- Feature Articles
-
CodeSOD
- Most Recent Articles
- Halfway to a Date
- Brushing Up
- Irritants Make Perls
- Crossly Joined
- My Identification
- Mr Number
- intint
- Empty Reasoning
-
Error'd
- Most Recent Articles
- Secret Horror
- Not Impossible
- Monkeys
- Killing Time
- Hypersensitive
- Infallabella
- Doubled Daniel
- It Figures
- Forums
-
Other Articles
- Random Article
- Other Series
- Alex's Soapbox
- Announcements
- Best of…
- Best of Email
- Best of the Sidebar
- Bring Your Own Code
- Coded Smorgasbord
- Mandatory Fun Day
- Off Topic
- Representative Line
- News Roundup
- Editor's Soapbox
- Software on the Rocks
- Souvenir Potpourri
- Sponsor Post
- Tales from the Interview
- The Daily WTF: Live
- Virtudyne
Admin
Uptime doesn't matter. Donwtime does.
Which would you rather have: a machine that stays up for forty days and reboots reliably in thirty seconds (five nines), or a machine that stays up for four hundred days and reboots, with 95% reliability, in four hours (somewhat fewer nines)?
The latter might be impressive; but in ahem mission-critical systems, it's a bit of a bust.
It's all about downtime.
Admin
Back when I worked for AOL, we had some old, old, old, old Netscape equipment that had uptimes in 5 and 7 years respectively. They were old HPUX machines, and were critical for some Netscape 4.5-related issues (I forgot, but even when Netscape 7.0 came out, we had over 15,000 Netscape 4.5 users still). I don't know what would have happened if these machines died, but was told "it would be bad." I managed them as part of a "give the new guy the stuff we don't want" collection (which also included DMOZ). There was no documentation and I didn't have root access. The funny thing is NOBODY had root access to any box! As part of their "multi-turnkey" security, the only way to get root access to a box was a set 15 minute window through an OOB. The root passwords were scrambled by an automatic process every 15 minutes, and you had to jump through hoops to get whatever the scrambled password was in some 15 minute window.
So they were unpatched, running old several old SCSI disks. No backups. The consensus was we were afraid any shut down and the disks would not spin up anymore.
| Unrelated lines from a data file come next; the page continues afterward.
PR #1182, opened 2022-09-07
JAMES-3815 Handle possible null values in imapUidTable and messageIdTable

quantranhong1999:
This NPE likely comes from badly applied [Rework message denormalization migration](https://github.com/apache/james-project/blob/master/upgrade-instructions.md#rework-message-denormalization) which creates in `imapUidTable` and `messageIdTable` a few rows with null `internalDate`, `bodyStartOctet`, `fullContentOctets` and `headerContent`. Now the Cassandra driver 4 code change just triggers that NPE (can not convert a null to Date).

Checked: `bodyStartOctet`, `size`, `headerContent` should be already good from NPE.

### DIFF
--- a/mailbox/cassandra/src/main/java/org/apache/james/mailbox/cassandra/mail/CassandraMessageIdDAO.java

That was back in 2005. I wonder if they are still going?
Admin
[quote user="Kuba"][quote user="Martin"] This is akin to labeling the "OFF" switch with an "ON" label and blaming the user for not looking in the manual. [/quote]
When office equipment started coming out with "world" rather than "US" markings I went to do something with a PC and there was the 0/1 switch... Except they used stylized graphics so it was really a circle / line switch. Which is which? Open eye = on, closed eye = off was my initial reading. Wrong! Progress in ergonimics: cross-culturally counterintutive markings on critical operating controls.
Admin
A clbuttic mistake.
Admin
Actually, you can NEVER really "test M/S windows scripts". Dlls can change at any moment and the whole system could change. So windows has all the problems that they said the tandem has AND THEN SOME! And most computers measure uptime in YEARS! UNIX systems do, I understand mainframes do, etc... Disks take at LEAST an average of 3 years, although I have had many last over 10! So it is WINDOWS that gets the blame for crashes!!!!!
Admin
The REAL WTF is that Chris's company did business with apartheid-era South Africa.
Admin
Flipping the power switch on that Tandem for a few seconds would not require a complete restart. Tandem machines (still) do a power-fail restart and continue where they were interrupted. Thus, after power on, that machine, its database and application very likely were in perfect shape, without the need for a "Cold-Load" (or IPL, or Ctrl-Alt-Del, reboot); or a need to run the broken scripts. It may have lost its network connections to the ATMs (if that was based on tcp/ip), but otherwise no damage done.
Admin
www.vgoldseller.com is an professional store for runescape gold,items,money,accounts,powerleveling,questqoint,runes and some other goods with fast delivery and world ...
Admin
sadasdasdad http://www.ecforshop.com/
Admin
Old thread, found in a search result. Any extreme reliability design would take into account PERSISTENT storage. Storing code, procedures, values, in volatile RAM (no matter how many standby CPUs are present) is NOT persistent, period. Doesn't matter how many UPS backup units etc. you have, batteries fail, wiring fails, circuit breakers fail, power contacts fail etc. I've written over a million lines of code in my lifetime and I can tell you that potential power interruption, at ALL levels must be considered and is part of design reliability. The operating system, software and other scripts must all rely on PERSISTENT redundant storage.